Rare earths miner fined before getting $840m govt loan

A rare earths project was fined for starting works early, weeks before receiving a government loan. (Neve Brissenden/AAP PHOTOS)

A mining company has been fined for breaching an environmental regulation weeks before receiving more than $800 million in government loans and grants.

Arafura Rare Earths was in February fined $16,500 for contravening the Environmental Protection and Biodiversity Act a year earlier, when the miner started preliminary work at the Nolans Project near Alice Springs prior to meeting its pre-commencement requirements.

Condition eight required Arafura to have appropriate environmental management plans in place and signed off by the minister before starting the project, a spokesperson for the Department of Climate Change, Energy, the Environment and Water said.

The management plans required for the rare earths project are for groundwater use, waste storage, impacts on local plants and animals and radiation protection.

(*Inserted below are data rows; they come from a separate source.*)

PR #7083, opened 2026-02-25
[PM-31884] New send policy to restrict access controls

harr1424:
## 🎟️ Tracking

https://bitwarden.atlassian.net/browse/PM-31884


harr1424:
Closing in favor of preferred approach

The department would not confirm which plans were not approved when work started at the Nolans Project, but a statement from Arafura described the infringement as "procedural".

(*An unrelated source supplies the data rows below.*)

PR #7086, opened 2026-02-26
[PM-32774] Add Melio to global equivalent domains

fluctus:
## 🎟️ Tracking

Community contribution — no Jira ticket.

## 📔 Objective

Add `melio.com` and `meliopayments.com` as global equivalent domains so that Bitwarden users with credentials saved under either domain are not affected by Melio's domain switch (`melio.com` now redirects to `meliopayments.com`).

Changes:
- Added `Melio = 91` to the `GlobalEquivalentDomainsType` enum
- Added the corresponding domain mapping in `StaticStore.cs`

### DIFF
--- a/src/Core/Enums/GlobalEquivalentDomainsType.cs
+++ b/src/Core/Enums/GlobalEquivalentDomainsType.cs
@@ -93,4 +93,5 @@ public enum GlobalEquivalentDomainsType : byte
     TakeawayEU = 88,
     Atlassian = 89,
     Pinterest = 90,
+    Melio = 91,
 }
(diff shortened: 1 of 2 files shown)


fluctus:
Hi @jprusik - tagging you as I've seen you review similar global equivalent domain additions. Would appreciate your review when you get a chance. Thanks!

jprusik:
> Hi @jprusik - tagging you as I've seen you review similar global equivalent domain additions. Would appreciate your review when you get a chance. Thanks!

Hey @fluctus , we're currently in the process of reducing the footprint of our equivalent domain defaults (the equivalent domains feature remains for users who wish to customize it). Excepting some particularly impactful scenarios, we recommend users create and update their login ciphers' domains directly, as that maintains a tighter security relationship between login portals and the ciphers they belong to.

As this case does not represent an extraordinary need, we will not be including it at this time.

"There was no environmental impact as a result of the contravention," a company spokesperson told AAP.

"Arafura staff and (department) officials worked closely to resolve misunderstandings in the lead-up to the issuance of the fine."

Arafura paid the fine to the department on March 1.

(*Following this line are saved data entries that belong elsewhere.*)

PR #7088, opened 2026-02-26
disable claude attribution

audreyality:
## 🎟️ Tracking

https://bitwarden.atlassian.net/browse/PM-32794

## 📔 Objective

Disable attribution messages output by Claude when it commits or writes a PR.


.claude/settings.json
```diff
@@ -6,5 +6,9 @@
         "repo": "bitwarden/ai-plugins"
       }
     }
+  },
+  "attribution": {
+    "commit": "",
+    "pr": ""
   }
```
SaintPatrck, line 17: ⛏️ Can we move this above `extraKnownMarketplaces` to maintain alphabetic ordering?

Resources Minister Madeleine King and Trade Minister Don Farrell travelled to the Northern Territory two weeks later to announce an $840 million taxpayer-funded loan to the company.

Electric car charging point
The rare earths project will produce key materials for making electric vehicles and wind turbines. (Joel Carrett/AAP PHOTOS)

Located 120km north of Alice Springs, the Gina Rinehart-backed Nolans project will produce the rare earths neodymium and praseodymium, or NdPr, which are used in electric vehicles, wind turbines and other green technology.

"(This) will be the biggest rare earths mine in this country ... and probably the world," Ms King told reporters in Darwin on Thursday.

"We know the road to net-zero goes through Australia's rare earths and critical minerals and resources."

Arafura CEO Darryl Cuzzubbo said the rare earths were in international high demand.

"Gaining this level of support from the commonwealth government is a critical milestone in becoming a globally significant producer of NdPr," Mr Cuzzubbo said at the announcement.

The fine for the breach was "measly" according to Australian Conservation Foundation, whose national biodiversity policy adviser Brendan Sydes called on the government to overhaul national environmental laws.

"Fines like this risk being seen as merely the cost of doing business for big miners - if they're caught at all," he said.

The Environment Centre NT's Kirsty Howey said regulatory failure in the NT is the "norm" due to "cowboy regulation".

"It is deeply troubling that public funds have been committed by the federal government to a project which appears to have breached its own environmental laws," she said.

"The public deserves to know what due diligence was done before committing such huge sums of money to a project that hasn't complied with federal environmental law."

Environment Minister Tanya Plibersek also visited the NT for the funding announcement and was questioned on the rigour of Arafura's environmental approvals.

"They'll have to put in an environmental impact statement in the same way as any other project," she said.

"There's no project that gets to skip the proper environmental processes."

The department said the Arafura matter has now been resolved.